三味線の大家、藤本会宗家のすすめで昭和47年に浦安お洒落保存会が結成され、現在まで受け継がれています。現在三味線の師匠である森田さん(写真右)に在籍いただき、文化譜(譜面)にして教えることもあるとか。
三味線の大家、藤本会宗家のすすめで昭和47年に浦安お洒落保存会が結成され、現在まで受け継がれています。現在三味線の師匠である森田さん(写真右)に在籍いただき、文化譜(譜面)にして教えることもあるとか。


「浦安のお洒落は、三味線、唄うたい、鉦、太鼓のリズムに合わせて踊ります。伴奏と唄を担当する人々は『地方(じかた)』と呼ばれ、主に師匠役の男性がその役割を担っていました。そのため、地方を教わる際は『見て・聞いて・覚える』という厳しい学び方が求められ、譜面はありませんでした。しかし現在は、三味線の師匠でもある森田先生がわかりやすく記録した文化譜を使い、伝統の技を後世に伝えることが出来ています」。なんとも力強さを感じる三味線のリズムに、波のような唄うたいの芯のある唄声にのせて、踊り手の女性たちが派手な着物を身につけて舞う…。段物(芝居仕立ての曲目)になるとその物語にあった登場人物の着物を身につけるんだそう。踊り手が綺麗に着飾って「おしゃれ」に、そして「粋」に踊ることから「お洒落踊り」と呼ばれるようになったことからも、身に着ける衣装は華やかなものが多いとのこと。片袖を脱ぎ、裾のはじを高く折曲げ、色つきの手ぬぐいではちまきにしたり、長襦袢を見せて踊る姿はパワフルであると同時に、女性的な美しさも際立ちます。
演目に合わせ、踊り手さんはみなが一様に同じ動きをして踊りますが、大きく足を上げた男性的なダイナミックな踊りと、指先までつながる女性のしなやかさが混在。これが見ていて面白い!「歌舞伎の要素が入っていたり、男女の物語を歌にしている曲も多いので、一曲に男女の動きをするんですよ」と、踊り手の皆さん。立ったり座ったり、また歌舞伎でよく見る見得を切る表情やしぐさなど、エネルギッシュであり、かつとっても若々しい。しなやかな見た目に加え、力強さや運動量も感じさせるその踊りからは「古き良き時代の漁師たちの力強さ」を感じました。

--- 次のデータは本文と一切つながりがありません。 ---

Issue #770, opened 2025-10-01
ERMINAZ: Add support for new framing


kerel-fs:
The ERMINAZ team modified their downlink protocol to better follow the CCSDS standards.

**FSK demodulation & Deframing**

Changes (non-exhaustive list, I might be missing items):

現在、お洒落のメンバーは主に元町エリアにお住いの方々が多く在籍しています。祖父母がお洒落や三味線、民謡に携わっていた影響で、自分もやってみたいと感じるようになった方もいるそうです。漁師町だった頃の話を聞き、唄に込められた詩の意味を踊りで表現することで、「踊りを通して伝統を継承している」と、深い意義を感じていると話します。また、「生の三味線、生の唄で行うのも、お洒落の醍醐味です」とメンバーの方々。特にお洒落の三味線は演奏するのが難しく、ちょっと練習をしたくらいでは弾けないんですって…! お酒落の他にも、伝統芸能が好きだからと、日本舞踊や三味線、民謡を習いに行く方も多いそう。それが結果として、お酒落にもいい影響を与えているとか。「生演奏に合わせて踊るので、複数の芸能を学ぶことでお互いの気持ちが分かり、演奏や踊りがよりスムーズになるんです。色々なことを学ぶのは楽しいですよ」と、笑顔で話してくれました。
経験者の方はもちろん、未経験から始めた方も多くいらっしゃいます。現在は女性の踊り手さんが多いですが、男性の踊り手さんも募集中とのこと。浦安の伝統を知り、感じながら、漁師町のノリの良さをお酒落を通じて体感してみては!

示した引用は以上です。